Required work >>
In your reply, write out the records exactly, each line intact.

Dataset entries
BEGIN

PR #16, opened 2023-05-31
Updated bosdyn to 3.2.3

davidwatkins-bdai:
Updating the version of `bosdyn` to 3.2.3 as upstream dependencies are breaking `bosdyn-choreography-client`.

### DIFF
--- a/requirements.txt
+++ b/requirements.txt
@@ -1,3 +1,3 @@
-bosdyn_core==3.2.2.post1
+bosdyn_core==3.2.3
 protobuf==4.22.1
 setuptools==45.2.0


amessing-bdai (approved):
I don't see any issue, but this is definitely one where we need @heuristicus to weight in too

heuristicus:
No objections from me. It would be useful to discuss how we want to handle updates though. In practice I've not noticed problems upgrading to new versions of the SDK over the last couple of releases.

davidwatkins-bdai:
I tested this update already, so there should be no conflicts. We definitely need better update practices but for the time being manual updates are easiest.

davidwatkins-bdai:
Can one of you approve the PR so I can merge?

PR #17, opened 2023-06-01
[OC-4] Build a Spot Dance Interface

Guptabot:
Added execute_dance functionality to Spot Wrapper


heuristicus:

END

Exercise answer >>
PR #16, opened 2023-05-31
Updated bosdyn to 3.2.3

davidwatkins-bdai:
Updating the version of `bosdyn` to 3.2.3 as upstream dependencies are breaking `bosdyn-choreography-client`.

### DIFF
--- a/requirements.txt
+++ b/requirements.txt
@@ -1,3 +1,3 @@
-bosdyn_core==3.2.2.post1
+bosdyn_core==3.2.3
 protobuf==4.22.1
 setuptools==45.2.0


amessing-bdai (approved):
I don't see any issue, but this is definitely one where we need @heuristicus to weight in too

heuristicus:
No objections from me. It would be useful to discuss how we want to handle updates though. In practice I've not noticed problems upgrading to new versions of the SDK over the last couple of releases.

davidwatkins-bdai:
I tested this update already, so there should be no conflicts. We definitely need better update practices but for the time being manual updates are easiest.

davidwatkins-bdai:
Can one of you approve the PR so I can merge?

PR #17, opened 2023-06-01
[OC-4] Build a Spot Dance Interface

Guptabot:
Added execute_dance functionality to Spot Wrapper


heuristicus:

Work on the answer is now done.